TASK STATEMENT: Copy each entry as written.

PROVIDED RECORDS:

PR #941, opened 2026-09-10
[BazelBot] Sync with upstream buildkite config

pranavk:
Upstream buildkite config stopped using query a while back. This PR syncs it to that so Bazel fixer bot builds the same thing as upstream.


boomanaiden154 (approved):
LGTM.

We should probably figure out a way to consolidate these scripts at some point. I don't think the `-test*` ones are used.

rupprecht (approved):

pranavk:
Only bazel-build-ci is used right now. Yeah, we should just have one script with options.

PR #948, opened 2026-09-15
[Buildbot][z/OS] Change diff exe path for z/OS builder

GaminRick7:
This PR changes `DIFF_EXE` to use an upgraded diff from GNU Diffutils for z/OS builder llvm-s390x-zos.


abhina-sree (approved):
LGTM

PR #954, opened 2026-09-17
[zorg] Add new Linaro-hosted WoA workers

ceseo:
Adding eight new Windows on Arm Linaro-hosted workers. These will be used to run:

 * clang-arm64-windows-msvc
 * clang-arm64-windows-msvc-2stage
 * lldb-arm64-windows
 * flang-arm64-windows-msvc
 * flang-arm64-windows-msvc-testsuite


omjavaid:
Hi Carlos I dont think we need these workers right now. We can use the existing worker names for testing on staging. Final migration might take a while so may be we can hold these changes untill everything has been fully tested.

PR #2385, opened 2020-04-20
V2.4.0 add win size

wuzhiming:
add win size setting support for windows and mac platform
https://github.com/cocos-creator/2d-tasks/issues/149


wuzhiming:
@minggo @PatriceJiang please review

templates/js-template-default/frameworks/runtime-src/Classes/NativeConfig.h
```diff
@@ -0,0 +1,31 @@
+/****************************************************************************
+ Copyright (c) 2018 Xiamen Yaji Software Co., Ltd.
```
minggo, line 2: 2018  -> 2020

PR #2396, opened 2020-04-22
download-deps.py auto/manual select repo

PatriceJiang:


PatriceJiang:
@wuzhiming pls review if you are available

PR #2407, opened 2020-04-27
[bugfix] crash during global object destructuring / 3d

PatriceJiang:
ref https://github.com/cocos-creator/cocos2d-x-lite/pull/2405


minggo:
需要同步到 3d-gfx 分支

PatriceJiang:
已同步

PR #2459, opened 2020-05-18
3dgfx JNI improve thread safe

PatriceJiang:
task: https://github.com/cocos-creator/2d-tasks/issues/2819 

ref: https://github.com/cocos2d/cocos2d-x/pull/18189


minggo:
Now `jni env` is not attach to current thread, it is cached, so i think this PR can not make it thread safe thoroughly.

minggo:
I don't know how this PR resolve thread safe. It seems there is not difference compared to current implementation.

PatriceJiang:
The issue is described here https://github.com/cocos2d/cocos2d-x/issues/16581

minggo:
Oh, thanks. I forgot to fix it.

RESPONSE:
PR #941, opened 2026-09-10
[BazelBot] Sync with upstream buildkite config

pranavk:
Upstream buildkite config stopped using query a while back. This PR syncs it to that so Bazel fixer bot builds the same thing as upstream.


boomanaiden154 (approved):
LGTM.

We should probably figure out a way to consolidate these scripts at some point. I don't think the `-test*` ones are used.

rupprecht (approved):

pranavk:
Only bazel-build-ci is used right now. Yeah, we should just have one script with options.

PR #948, opened 2026-09-15
[Buildbot][z/OS] Change diff exe path for z/OS builder

GaminRick7:
This PR changes `DIFF_EXE` to use an upgraded diff from GNU Diffutils for z/OS builder llvm-s390x-zos.


abhina-sree (approved):
LGTM

PR #954, opened 2026-09-17
[zorg] Add new Linaro-hosted WoA workers

ceseo:
Adding eight new Windows on Arm Linaro-hosted workers. These will be used to run:

 * clang-arm64-windows-msvc
 * clang-arm64-windows-msvc-2stage
 * lldb-arm64-windows
 * flang-arm64-windows-msvc
 * flang-arm64-windows-msvc-testsuite


omjavaid:
Hi Carlos I dont think we need these workers right now. We can use the existing worker names for testing on staging. Final migration might take a while so may be we can hold these changes untill everything has been fully tested.

PR #2385, opened 2020-04-20
V2.4.0 add win size

wuzhiming:
add win size setting support for windows and mac platform
https://github.com/cocos-creator/2d-tasks/issues/149


wuzhiming:
@minggo @PatriceJiang please review

templates/js-template-default/frameworks/runtime-src/Classes/NativeConfig.h
```diff
@@ -0,0 +1,31 @@
+/****************************************************************************
+ Copyright (c) 2018 Xiamen Yaji Software Co., Ltd.
```
minggo, line 2: 2018  -> 2020

PR #2396, opened 2020-04-22
download-deps.py auto/manual select repo

PatriceJiang:


PatriceJiang:
@wuzhiming pls review if you are available

PR #2407, opened 2020-04-27
[bugfix] crash during global object destructuring / 3d

PatriceJiang:
ref https://github.com/cocos-creator/cocos2d-x-lite/pull/2405


minggo:
需要同步到 3d-gfx 分支

PatriceJiang:
已同步

PR #2459, opened 2020-05-18
3dgfx JNI improve thread safe

PatriceJiang:
task: https://github.com/cocos-creator/2d-tasks/issues/2819 

ref: https://github.com/cocos2d/cocos2d-x/pull/18189


minggo:
Now `jni env` is not attach to current thread, it is cached, so i think this PR can not make it thread safe thoroughly.

minggo:
I don't know how this PR resolve thread safe. It seems there is not difference compared to current implementation.

PatriceJiang:
The issue is described here https://github.com/cocos2d/cocos2d-x/issues/16581

minggo:
Oh, thanks. I forgot to fix it.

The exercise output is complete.